**RECORDS SHOWN:**
PR #167, opened 2018-12-28
Support FIFO output in DMA

JayFoxRox:
This adds support for FIFO output in APU DSP DMA transfers. This is used during the boot-animation to send the audio output to AC97.
During normal operation (post boot-animation), this DMA to AC97 is handled by the EP (which we currently don't emulate). So in practice, we don't need FIFOs at the moment.

However, this lays the groundwork for circular scatter gather. This is used for buffer type 0xE (scratch space with circular addressing). Buffer 0xE is used to send output from the GP to the EP. Buffer 0xE is broken in the master revision (and not handled by this PR), but we can easily fix this in a follow-up PR.

I based my code on [the findings I've documented in XboxDevWiki](http://xboxdevwiki.net/DSP#Command_blocks).
The code in this PR has been tested against real hardware, and was confirmed to work in various configurations.

I did not look too closely at input FIFOs yet, so it's possible that the code is broken.
I also didn't add the DMA handler for input FIFOs yet; it will happen in a follow-up PR (probably much later, when we need support).

### DIFF
--- a/hw/xbox/dsp/dsp_dma.c
+++ b/hw/xbox/dsp/dsp_dma.c
@@ -221,6 +221,7 @@ static void dsp_dma_run(DSPDMAState *s)
                  scratch_size);
 
 
+        size_t transfer_size = count * item_size;
         uint8_t* scratch_buf = calloc(count, item_size);
 
         if (direction) {
@@ -241,13 +242,35 @@ static void dsp_dma_run(DSPDMAState *s)
                 }
             }
 
-            // write to scratch memory
-            s->scratch_rw(s->scratch_rw_opaque,
-                scratch_buf, scratch_addr, count*item_size, 1);
+            /* FIXME: Move to function; then reuse for both directions */
+            switch (buf_id) {
+            case 0x0:
+            case 0x1:
+            case 0x2:
+            case 0x3: {
+                unsigned int fifo_index = buf_id;
+                s->fifo_rw(s->rw_opaque,
+                    scratch_buf, fifo_index, transfer_size, 1);
+                break;
+            }
+            case 0xE:
+            case 0xF:
+                s->scratch_rw(s->rw_opaque,
+                    scratch_buf, scratch_addr, transfer_size, 1);
+                break;
+            default:
+                fprintf(stderr, "Unknown DSP DMA buffer: 0x%x\n", buf_id);
+                assert(false);
+                break;
+            }
         } else {
+
+            /* FIXME: Support FIFOs */
+            assert(buf_id == 0xE || buf_id == 0xF);
+
             // read from scratch memory
-            s->scratch_rw(s->scratch_rw_opaque,
-                scratch_buf, scratch_addr, count*item_size, 0);
+            s->scratch_rw(s->rw_opaque,
+                scratch_buf, scratch_addr, transfer_size, 0);
 
             int i;
             for (i=0; i<count; i++) {
--- a/hw/xbox/mcpx_apu.c
+++ b/hw/xbox/mcpx_apu.c
@@ -419,7 +419,7 @@ static void scatter_gather_rw(MCPXAPUState *d,
     unsigned int bytes_to_copy = TARGET_PAGE_SIZE - offset_in_page;
 
     while (len > 0) {
-        assert(page_entry < max_sge);
+        assert(page_entry <= max_sge);
 
         uint32_t prd_address = ldl_le_phys(&address_space_memory,
                                            sge_base + page_entry * 8 + 0);
--- a/hw/xbox/mcpx_apu.c
+++ b/hw/xbox/mcpx_apu.c
@@ -55,7 +55,9 @@
 #define NV_PAPU_XGSCNT                                   0x0000200C
 #define NV_PAPU_VPVADDR                                  0x0000202C
 #define NV_PAPU_GPSADDR                                  0x00002040
+#define NV_PAPU_GPFADDR                                  0x00002044
 #define NV_PAPU_EPSADDR                                  0x00002048
+#define NV_PAPU_EPFADDR                                  0x0000204C
 #define NV_PAPU_TVL2D                                    0x00002054
 #define NV_PAPU_CVL2D                                    0x00002058
 #define NV_PAPU_NVL2D                                    0x0000205C
@@ -66,7 +68,42 @@
 #define NV_PAPU_CVLMP                                    0x00002070
 #define NV_PAPU_NVLMP                                    0x00002074
 #define NV_PAPU_GPSMAXSGE                                0x000020D4
+#define NV_PAPU_GPFMAXSGE                                0x000020D8
 #define NV_PAPU_EPSMAXSGE                                0x000020DC
+#define NV_PAPU_EPFMAXSGE                                0x000020E0
+
+/* Each FIFO has the same fields */
+#define NV_PAPU_GPOFBASE0                                0x00003024
+#   define NV_PAPU_GPOFBASE0_VALUE                          0x00FFFF00
+#define NV_PAPU_GPOFEND0                                 0x00003028
+#   define NV_PAPU_GPOFEND0_VALUE                           0x00FFFF00
+#define NV_PAPU_GPOFCUR0                                 0x0000302C
+#   define NV_PAPU_GPOFCUR0_VALUE                           0x00FFFFFC
+#define NV_PAPU_GPOFBASE1                                0x00003034
+#define NV_PAPU_GPOFEND1                                 0x00003038
+#define NV_PAPU_GPOFCUR1                                 0x0000303C
+#define NV_PAPU_GPOFBASE2                                0x00003044
+#define NV_PAPU_GPOFEND2                                 0x00003048
+#define NV_PAPU_GPOFCUR2                                 0x0000304C
+#define NV_PAPU_GPOFBASE3                                0x00003054
+#define NV_PAPU_GPOFEND3                                 0x00003058
+#define NV_PAPU_GPOFCUR3                                 0x0000305C
+
+/* Fields are same as for the 4 output FIFOs, but only 2 input FIFOs */
+#define NV_PAPU_GPIFBASE0                                0x00003064
+#define NV_PAPU_GPIFEND0                                 0x00003068
+#define NV_PAPU_GPIFCUR0                                 0x0000306C
+#define NV_PAPU_GPIFBASE1                                0x00003074
+#define NV_PAPU_GPIFEND1                                 0x00003078
+#define NV_PAPU_GPIFCUR1                                 0x0000307C
+
+/* Fields, strides and count is same as for GP FIFOs */
+#define NV_PAPU_EPOFBASE0                                0x00004024
+#define NV_PAPU_EPOFEND0                                 0x00004028
+#define NV_PAPU_EPOFCUR0                                 0x0000402C
+#define NV_PAPU_EPIFBASE0                                0x00004064
+#define NV_PAPU_EPIFEND0                                 0x00004068
+#define NV_PAPU_EPIFCUR0                                 0x0000406C
 
 #define NV_PAPU_GPXMEM                                   0x00000000
 #define NV_PAPU_GPMIXBUF                                 0x00005000
@@ -122,6 +159,11 @@ static const struct {
 #   define NV_PAVS_VOICE_TAR_PITCH_LINK_NEXT_VOICE_HANDLE   0x0000FFFF
 
 
+#define GP_OUTPUT_FIFO_COUNT  4
+#define GP_INPUT_FIFO_COUNT   2
+
+#define EP_OUTPUT_FIFO_COUNT  4
+#define EP_INPUT_FIFO_COUNT   2
 
 #define MCPX_HW_MAX_VOICES 256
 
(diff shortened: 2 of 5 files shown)


hw/xbox/dsp/dsp_dma.c
```diff
@@ -157,13 +158,33 @@ static void dsp_dma_run(DSPDMAState *s)
...
+                    scratch_buf, fifo_index, transfer_size, 1);
+                break;
+            }
+            case 0xE:
+            case 0xF:
+                s->scratch_rw(s->rw_opaque,
+                    scratch_buf, scratch_addr, transfer_size, 1);
+                break;
+            default:
+                break;
```
JayFoxRox: Print a message and `assert(false)`

hw/xbox/mcpx_apu.c
```diff
@@ -66,7 +68,23 @@
...
+#define NV_PAPU_GPFMAXSGE                                0x000020D8
 #define NV_PAPU_EPSMAXSGE                                0x000020DC
+#define NV_PAPU_EPFMAXSGE                                0x000020E0
+
+#define NV_PAPU_GPOFBASE0                                0x00003024
+#define NV_PAPU_GPOFEND0                                 0x00003028
+#define NV_PAPU_GPOFCUR0                                 0x0000302C
+#define NV_PAPU_GPIFBASE0                                0x00003064
+#define NV_PAPU_GPIFEND0                                 0x00003068
+#define NV_PAPU_GPIFCUR0                                 0x0000306C
```
JayFoxRox: I don't like the formatting of these blocks. There should be a comment saying that there's 4 output FIFOs and 2 input FIFOs, with a stride of 0x10 bytes between the register sets.

I tried to find a similar case in nv2a but was unable to find a solution. Maybe someone else can find one?

Suggestions how to word this?

hw/xbox/mcpx_apu.c
```diff
@@ -473,6 +491,87 @@ static void ep_scratch_rw(void *opaque,
...
+static void circular_scatter_gather_rw(MCPXAPUState *d,
+                                       hwaddr sge_base, unsigned int max_sge,
+                                       uint8_t *ptr,
+                                       uint32_t base, uint32_t end,
+                                       uint32_t *cur,
+                                       size_t len,
+                                       bool dir)
+{
+    while (len > 0) {
+        unsigned int bytes_to_copy = end - *cur;
```
JayFoxRox: nit: Should be size_t

I decided to use `unsigned int` because I've also used that in the `scatter_gather_rw` (which is similar). I think we should do a larger cleanup in the future, `unsigned int` is fine for now and doesn't raise the question: "why is it size_t here, but not there?".

hw/xbox/mcpx_apu.c
```diff
@@ -473,6 +491,87 @@ static void ep_scratch_rw(void *opaque,
...
+        assert(index < 4);
+        base = d->regs[NV_PAPU_GPOFBASE0 + 0x10 * index];
+        end = d->regs[NV_PAPU_GPOFEND0 + 0x10 * index];
+        cur = &d->regs[NV_PAPU_GPOFCUR0 + 0x10 * index];
+    } else {
+        assert(index < 2);
+        base = d->regs[NV_PAPU_GPIFBASE0 + 0x10 * index];
+        end = d->regs[NV_PAPU_GPIFEND0 + 0x10 * index];
+        cur = &d->regs[NV_PAPU_GPIFCUR0 + 0x10 * index];
+    }
```
JayFoxRox: I consider this ugly. We have a similar block for the EP.

Suggestions?

hw/xbox/mcpx_apu.c
```diff
@@ -473,6 +491,87 @@ static void ep_scratch_rw(void *opaque,
                       ptr, addr, len, dir);
 }
 
+static void circular_scatter_gather_rw(MCPXAPUState *d,
+                                       hwaddr sge_base, unsigned int max_sge,
+                                       uint8_t *ptr,
+                                       uint32_t base, uint32_t end,
+                                       uint32_t *cur,
```
JayFoxRox: nit: This is kind-of ugly. Maybe just make this function return a `uint32_t` with the updated address?

*(On the other hand: this is probably closer to what the hardware does - updating register while writes are happening)*

hw/xbox/mcpx_apu.c
PatrickvL: I've seen this construct:
```
#define NV_PAPU_GPOFCUR(i)                                 (0x0000302C+((i)*0x10))
#define NV_PAPU_GPIFBASE(i)                                (0x00003064+((i)*0x10))
#define NV_PAPU_GPIFEND(i)                                 (0x00003068+((i)*0x10))
#define NV_PAPU_GPIFCUR(i)                                 (0x0000306C+((i)*0x10))
```

Possibly, add and use these?
```
#define NV_PAPU_GP_STRIDE 0x10
#define NV_PAPU_GP_COUNT 4
```

hw/xbox/mcpx_apu.c
```diff
@@ -66,7 +68,23 @@
 #define NV_PAPU_CVLMP                                    0x00002070
 #define NV_PAPU_NVLMP                                    0x00002074
 #define NV_PAPU_GPSMAXSGE                                0x000020D4
+#define NV_PAPU_GPFMAXSGE                                0x000020D8
 #define NV_PAPU_EPSMAXSGE                                0x000020DC
+#define NV_PAPU_EPFMAXSGE                                0x000020E0
+
+#define NV_PAPU_GPOFBASE0                                0x00003024
+#define NV_PAPU_GPOFEND0                                 0x00003028
```
JayFoxRox: Only stores `value & 0xFFFF00`

hw/xbox/mcpx_apu.c
```diff
@@ -66,7 +68,23 @@
 #define NV_PAPU_CVLMP                                    0x00002070
 #define NV_PAPU_NVLMP                                    0x00002074
 #define NV_PAPU_GPSMAXSGE                                0x000020D4
+#define NV_PAPU_GPFMAXSGE                                0x000020D8
 #define NV_PAPU_EPSMAXSGE                                0x000020DC
+#define NV_PAPU_EPFMAXSGE                                0x000020E0
+
+#define NV_PAPU_GPOFBASE0                                0x00003024
```
JayFoxRox: Only stores `value & 0xFFFF00`

hw/xbox/mcpx_apu.c
```diff
@@ -66,7 +68,23 @@
...
+#define NV_PAPU_GPOFEND0                                 0x00003028
+#define NV_PAPU_GPOFCUR0                                 0x0000302C
```
JayFoxRox: Only stores `value & 0xFFFFFC`

hw/xbox/dsp/dsp_dma.c
JayFoxRox: Done.

hw/xbox/dsp/dsp_dma.c
```diff
@@ -241,13 +242,35 @@ static void dsp_dma_run(DSPDMAState *s)
                 }
             }
 
-            // write to scratch memory
-            s->scratch_rw(s->scratch_rw_opaque,
-                scratch_buf, scratch_addr, count*item_size, 1);
+            /* FIXME: Move to function; then reuse for both directions */
+            switch (buf_id) {
+            case 0x0:
```
mborgerson: Prefer named constants here

hw/xbox/dsp/dsp_dma.c
```diff
@@ -241,13 +242,35 @@ static void dsp_dma_run(DSPDMAState *s)
...
+            case 0x1:
+            case 0x2:
+            case 0x3: {
+                unsigned int fifo_index = buf_id;
+                s->fifo_rw(s->rw_opaque,
+                    scratch_buf, fifo_index, transfer_size, 1);
```
mborgerson: nit: Some comment w.r.t. named constants and value for direction field. Helps with readability.

hw/xbox/dsp/dsp_dma.c
```diff
@@ -221,6 +221,7 @@ static void dsp_dma_run(DSPDMAState *s)
                  scratch_size);
 
 
+        unsigned int transfer_size = count * item_size;
```
mborgerson: nit: Prefer `const size_t`

hw/xbox/mcpx_apu.c
```diff
@@ -473,6 +514,120 @@ static void ep_scratch_rw(void *opaque,
...
+
+static void gp_fifo_rw(void *opaque, uint8_t *ptr,
+                       unsigned int index, size_t len,
+                       bool dir)
+{
+    MCPXAPUState *d = opaque;
+    uint32_t base;
+    uint32_t end;
+    hwaddr cur_reg;
+    if (dir) {
```
mborgerson: nit: Again, prefer named constant here

hw/xbox/mcpx_apu.c
```diff
@@ -473,6 +514,120 @@ static void ep_scratch_rw(void *opaque,
...
+    }
+
+    cur = circular_scatter_gather_rw(d,
+        d->regs[NV_PAPU_GPFADDR], d->regs[NV_PAPU_GPFMAXSGE],
+        ptr, base, end, cur, len, dir);
+
+    SET_MASK(d->regs[cur_reg], NV_PAPU_GPOFCUR0_VALUE, cur);
+}
+
+static void ep_fifo_rw(void *opaque, uint8_t *ptr,
```
mborgerson: This function appears to be identical to `gp_fifo_rw`, except for the register offsets. We may want to refactor this into an abstract function. I wouldn't block merge as-is, but food for thought if we develop on it further.

hw/xbox/dsp/dsp_dma.c
JayFoxRox: I agree, but this is a problem across the entire codebase.
Also affects nv2a for example.

We should fix this everywhere in a larger refactor.

hw/xbox/dsp/dsp_dma.c
JayFoxRox: I agree, and will consider changing it to `size_t`. Reason against it might still be what also affected https://github.com/xqemu/xqemu/pull/167#discussion_r244278041.

I don't agree regarding `const`.

hw/xbox/mcpx_apu.c
```diff
@@ -473,6 +514,120 @@ static void ep_scratch_rw(void *opaque,
...
+static uint32_t circular_scatter_gather_rw(MCPXAPUState *d,
+                                           hwaddr sge_base,
+                                           unsigned int max_sge,
+                                           uint8_t *ptr,
+                                           uint32_t base, uint32_t end,
+                                           uint32_t cur,
+                                           size_t len,
+                                           bool dir)
+{
+    while (len > 0) {
```
mborgerson: What if `len` >  `end-base`?

hw/xbox/mcpx_apu.c
JayFoxRox: Yes, this is one of the key design-questions I have had: https://github.com/xqemu/xqemu/pull/167#discussion_r244278110

hw/xbox/mcpx_apu.c
```diff
@@ -473,6 +514,120 @@ static void ep_scratch_rw(void *opaque,
                       ptr, addr, len, dir);
 }
 
+static uint32_t circular_scatter_gather_rw(MCPXAPUState *d,
+                                           hwaddr sge_base,
+                                           unsigned int max_sge,
+                                           uint8_t *ptr,
+                                           uint32_t base, uint32_t end,
```
mborgerson: Is `end` supposed to be inclusive or exclusive?

hw/xbox/dsp/dsp_dma.c
```diff
@@ -241,13 +242,35 @@ static void dsp_dma_run(DSPDMAState *s)
...
+            }
         } else {
+
+            /* FIXME: Support FIFOs */
+            assert(buf_id == 0xE || buf_id == 0xF);
+
             // read from scratch memory
-            s->scratch_rw(s->scratch_rw_opaque,
-                scratch_buf, scratch_addr, count*item_size, 0);
+            s->scratch_rw(s->rw_opaque,
```
mborgerson: Why the rename?

hw/xbox/mcpx_apu.c
```diff
@@ -122,6 +159,10 @@ static const struct {
 #   define NV_PAVS_VOICE_TAR_PITCH_LINK_NEXT_VOICE_HANDLE   0x0000FFFF
 
 
+#define GP_OUTPUT_FIFO_COUNT 4
```
mborgerson: nit: The misalignment hurts my OCD

hw/xbox/dsp/dsp_dma.c
JayFoxRox: Agreed, but can be done later. This is only a small refactor of the existing code.

I also tried naming them in my unit tests and ended up with renaming these constants over and over as I found out new stuff (and some things are still not known).

hw/xbox/mcpx_apu.c
```diff
@@ -55,7 +55,9 @@
 #define NV_PAPU_XGSCNT                                   0x0000200C
```
mborgerson: Can we move register definitions to a mpcx_apu_regs.h? I'm ok for follow up PR doing so.

hw/xbox/dsp/dsp_dma.c
JayFoxRox: Because it's also used for the FIFO now (`s->fifo_rw`)

hw/xbox/mcpx_apu.c
JayFoxRox: Will change

hw/xbox/mcpx_apu.c
JayFoxRox: Yeah, I also want to see this, especially with a lot of VP stuff coming in.
But it should be done in a follow-up.

*(Ideally someone else will do it)*

hw/xbox/mcpx_apu.c
JayFoxRox: I don't remember if I tested this on hardware, but this case does also not occur in the DirectSound code.

I assume the behaviour to be as it is here - and we can fix it later if this assumption is wrong.

hw/xbox/mcpx_apu.c
mborgerson: [ Replying to above comment... ]

hw/xbox/mcpx_apu.c
mborgerson: I consider it ugly too, but for now I think this is the least intrusive way to do it. If we extend functionality and have more duplication between EP/GP, then we should refactor. I think it's fine for now.

hw/xbox/mcpx_apu.c
JayFoxRox: I don't remember but the boundaries should be correct, as this implementation was tested on hardware.

Anyhow, this code strongly implies it's exclusive (`end - cur` or `cur >= end`).

As these are hardware registers (`NV_PAPU_xPxFENDx`), we should document the inclusive / exclusive stuff on XboxDevWiki.
I'm not sure if documenting in the code is necessary (given the strong implications + better docs in the wiki). We also don't document similar stuff in nv2a if it's well defined in other docs (OpenGL specs for example).

hw/xbox/dsp/dsp_dma.c
mborgerson: Why not just use the constants we already have here?

```
    DMA_DIRECTION_TO_DEVICE = 0,
    DMA_DIRECTION_FROM_DEVICE = 1,
```

hw/xbox/mcpx_apu.c
mborgerson: Perhaps we should `assert` to catch instances when our assumption here is wrong.

hw/xbox/dsp/dsp_dma.c
JayFoxRox: Because I wasn't aware of those when I wrote the code.
I was only made aware of the existing QEMU DMA code by espes after this PR was finished. We don't use it in nv2a either.

Note that my code is just a variation of the existing scratch read/write code. So the same signature and code-style was kept.
So the other argument still applies: We should just refactor this in a larger refactor across our entire codebase.

However, for the DSP side, we'd also have to review the terminology in the DSP world before using such constants: the names could be confusing as the DSP might also call the host CPU side "device space" or "peripheral space", as the DSP is often equivalent to the main CPU.
For nv2a it can be equally confusing because some of the DMA is not `FROM_DEVICE` or `TO_DEVICE` but `FROM_CACHE` and `TO_CACHE` etc.

espes also recommended to use the DMA functions internally in the APU DMA code. That seems like a good idea, but needs testing, because this could be performance critical and might need some specific behavior, too.

hw/xbox/mcpx_apu.c
JayFoxRox: If need-be we can just test this on hardware and document it.

But as we have unit testing for this anyway, it's not critical to do before a merge either. Detecting problems here, including debugging this code, is very easy. I have also confirmed this does not occur in DirectSound.

Even *if* this code does not work, we'll be able to *hear* that it's wrong. So errors in this code wouldn't go unnoticed.

hw/xbox/mcpx_apu.c
JayFoxRox: The address is exclusive.

Confirmed on hardware, and also makes a lot of sense as the lower bits of these registers are not stored (which always forces a 0x100 aligned address).

hw/xbox/dsp/dsp_dma.c
JayFoxRox: I changed it to `size_t` but not a `const` for the reasons I've mentioned here.

mborgerson:
Thanks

**WORK ORDER:** Begin with the first line of the listing above and write out each line exactly, ending with the line that contains "During normal operation".

**YOUR SOLUTION:**
PR #167, opened 2018-12-28
Support FIFO output in DMA

JayFoxRox:
This adds support for FIFO output in APU DSP DMA transfers. This is used during the boot-animation to send the audio output to AC97.
During normal operation (post boot-animation), this DMA to AC97 is handled by the EP (which we currently don't emulate). So in practice, we don't need FIFOs at the moment.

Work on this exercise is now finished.